Polisi Cekik 2 Gadis Sekaligus sampai Tewas, Korban sempat Minta Tolong, Ada Luka di Bagian Intimnya

Polisi Cekik 2 Gadis Sekaligus sampai Tewas, Korban sempat Minta Tolong, Ada Luka di Bagian Intimnya 

KONTENISLAM.COM - Dipicu emosi, polisi cekik 2 wanita sekaligus sampai tewas dan jasadnya dibuang di tempat yang berbeda.

Diketahui, korban sempat minta tolong ke polisi tersebut sebelum akhirnya tewas dicekik pelaku bersama temannya.
 
Polisi yang menyelidiki juga menemukan luka di bagian intim korban diduga hasil pernah berhubungan dengan pelaku.

Pelaku pembunuhan dua wanita yang jasadnya ditemukan di dua tempat berbeda di Medan, Sumatera Utara, akhirnya berhasil diungkap.

Jasad Riska Fitria (21) dan Aprilia Cinta (13), ditemukan pada Senin (22/2/2021).

Kedua korban tewas seusai dicekik oleh seorang polisi berpangkat Aipda bernama Roni Syahputra.

Dikutip TribunJatim.com dari Tribun-Medan.com via TribunWow.com, motif pembunuhan diduga karena rasa sakit hati pelaku.

Kejadian bermula ketika korban Riska meminta tolong kepada pelaku yang bertugas di Polres Pelabuhan Belawan untuk mengecek titipan tahanan di Rumah Tahanan Polisi (RTP).

Namun pelaku yang enggan akhirnya tidak memenuhi permintaan Fitria.

Pada kesempatan lain, Riska dan Aprilia mendatangi lagi pelaku untuk menanyakan perihal pengecekan tahanan.
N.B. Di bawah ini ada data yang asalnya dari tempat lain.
PR #693, opened 2024-05-22
fix(clients): set download path when adding torrent

ShanaryS:
This prevents hardlinks from breaking when a torrent is moved from/to the `save_path` after rechecking a match partial and completing the torrent. Only matters if the user's `downloadPath` is on a different drive. Tested and working in qBittorrent. Need to address for other clients as well.


mmgoodnow (approved):
I worry that not all clients will have the concept of per-torrent "download path". For qbit, this looks good.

Ketika bertanya kepada pelaku, cekcok pun pecah antara pelaku dan korban.
 
“Ketika korban (Riska) menanyakan perihal titipannya bersama seorang wanita temannya (Aprilia) kepada tersangka, terjadi ketersinggungan hingga membuat oknum tersebut sakit hati,” kata Kasubid Penmas Polda Sumut, AKBP MP Nainggolan, Kamis (25/2/2021).

Seusai cekcok tersebut, tersangka mengajak kedua korban bertemu di suatu tempat untuk membicarakan masalah mereka.

Namun saat bertemu, pelaku justru emosi dan mencekik korban satu per satu.

“Korban dihabisi dengan cara dicekik,” kata Nainggolan.

Selanjutnya jasad korban disebar di dua tempat berbeda.

Jasad Riska ditemukan di di kawasan Perbaungan, Kabupaten Serdang Bedagai, sedangkan Aprilia ditemukan di daerah Pulo Brayan, Medan, Sumatera Utara.

Riska Fitria (21/kiri) dan Aprilia Cinta (13/kanan). Keduanya ditemukan tewas di dua lokasi berbeda, jasad Riska ditemukan di Jalinsum, Kabupaten Serdang Bedagai, sedangkan jasad Aprilia ditemukan di Pulo Brayan, Kota Medan, Sumatera Utara, Senin (22/2/2021). (Istimewa via Tribun-Medan.com)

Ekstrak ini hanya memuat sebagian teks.